Exhibit C - Labor Force Participation Rate
The participation rate continues to drop, and now appears to match the job market participation rate of the economic rough times of 1978-9. Note that the participation rate peeked some time during the top of the NASDAQ bubble and has steadily deteriorated, thereafter.
Source: U.S. Department of Labor
Personal incomes, another important measurement used to forecast future total output, weighs heavily in an economy dependent upon approximately 70% of its GDP derived from consumer spending.
The graph, below, exhibit D, comes courtesy of OfTwoMinds blog.

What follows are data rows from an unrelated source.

Issue #762, opened 2012-06-12
Support mergetag header field


arrbee:
When pulling a signed tag, recent versions of git will automatically verify the signature and create a multi-line "mergetag" header field in the merge commit with the signature information. You may want to read @gitster's [blog entry about this](http://git-blame.blogspot.com/2011/11/helping-kernel-workflow-redux.html).  You can see an example of the header [here](http://trac.edgewall.org/ticket/10676). We should make libgit2 support the correct parsing of and access to the multi-line payload.

carlosmn:
I'm going to consider this fixed with #3240. Looking at the contents and verifying them would be a wholly different effort.

PR #3240, opened 2015-06-22
commit: allow retrieving an arbitrary header field

carlosmn:
This allows the user to look up fields which we don't parse in libgit2,
and allows them to access gpgsig or mergetag fields if they wish to
check the signature.

--- 

This should be enough to consider #762 closed. We may perform some checking in the future, but for now it falls to the user.

### DIFF
--- a/src/commit.c
+++ b/src/commit.c
@@ -518,3 +518,58 @@ int git_commit_nth_gen_ancestor(
 	*ancestor = parent;
 	return 0;
 }
+
+int git_commit_header_field(git_buf *out, const git_commit *commit, const char *field)
+{
+	const char *buf = commit->raw_header;
+	const char *h, *eol;
+
+	git_buf_sanitize(out);
+	while ((h = strchr(buf, '\n')) && h[1] != '\0' && h[1] != '\n') {
+		h++;
+		if (git__prefixcmp(h, field)) {
+			buf = h;
+			continue;
+		}
+
+		h += strlen(field);
+		eol = strchr(h, '\n');
+		if (h[0] != ' ') {
+			buf = h;
+			continue;
+		}
+		if (!eol)
+			goto malformed;
+
+		h++; /* skip the SP */
+
+		git_buf_put(out, h, eol - h);
+		if (git_buf_oom(out))
+			goto oom;
+
+		/* If the next line starts with SP, it's multi-line, we must continue */
+		while (eol[1] == ' ') {
+			git_buf_putc(out, '\n');
+			h = eol + 2;
+			eol = strchr(h, '\n');
+			if (!eol)
+				goto malformed;
+
+			git_buf_put(out, h, eol - h);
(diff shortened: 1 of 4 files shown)


src/commit.c
```diff
@@ -518,3 +518,54 @@ int git_commit_nth_gen_ancestor(
...
+		if (h[0] != ' ' || !eol)
+			goto malformed;
+
+		h++; /* skip the SP */
+
+		git_buf_put(out, h, eol - h);
+		if (git_buf_oom(out))
+			goto oom;
+
+		/* If the next line starts with LF, it's multi-line, we must continue */
```
ethomson: Should this comment say "If the next line starts with SP"...?

carlosmn: Yes

src/commit.c
```diff
@@ -518,3 +518,54 @@ int git_commit_nth_gen_ancestor(
...
+	while ((h = strchr(buf, '\n')) && h[1] != '\0' && h[1] != '\n') {
+		h++;
+		if (git__prefixcmp(h, field)) {
+			buf = h;
+			continue;
+		}
+
+		h += strlen(field);
+		eol = strchr(h, '\n');
+		if (h[0] != ' ' || !eol)
```
ethomson: Should this check actually be `if (h[0] != ' ') continue; if (!eol) goto malformed;`?

It looks like if you are asking for the `par` field, then we will match the prefix and then choke because it's not followed by a space...

carlosmn: Good point, I'd forgotten about fields which are prefixes of other fields.

carlosmn: What I was trying to catch here is the case where we have something like "parentXDAEF" alone in a line, which would be a bad line, but it looks like we can't distinguish this from an oddly-named field, so if we have that instead of parent, we'll return not-found, which is probably fine.

ethomson: Yeah.  Regrettably, it seems that returning not found is probably the best we can do in that situation.

tests/commit/parse.c
```diff
@@ -418,3 +418,41 @@ committer Vicent Marti <tanoku@gmail.com> 1273848544 +0200\n\
...
+
+	cl_git_pass(git_commit_header_field(&buf, commit, "parent"));
+	cl_assert_equal_s("34734e478d6cf50c27c9d69026d93974d052c454", buf.ptr);
+	git_buf_clear(&buf);
+
+	cl_git_pass(git_commit_header_field(&buf, commit, "gpgsig"));
+	cl_assert_equal_s(gpgsig, buf.ptr);
+
+	cl_git_fail_with(GIT_ENOTFOUND, git_commit_header_field(&buf, commit, "awesomeness"));
+	cl_git_fail_with(GIT_ENOTFOUND, git_commit_header_field(&buf, commit, "par"));
```
ethomson: :+1:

"There are two noteworthy points in this chart," explains Charles Hugh-Smith of OfTwoMinds blog. "One is that real personal income has been negative for the past five years, with one tax-related spike in late 2012 as those who could do so reported income in 2012 rather than 2013 to take advantage of the lower tax rates that expired in 2012."
He adds, "The second point is that every time the black line (the 6-month annualized rate of change) of real personal income fell below 0% (that is, went negative), a recession occurred."
Now, let's look at corporate earnings, a predictor of an employer's proclivity and ability to hire more full-time workers.
There, the most recent guidance from companies which make up the S&P 500 don't look any better than employment or personal income trends.
Of the companies which make up the S&P 500, approximately 90% has issued negative guidance regarding earnings, according to Thompson I/B/E/S.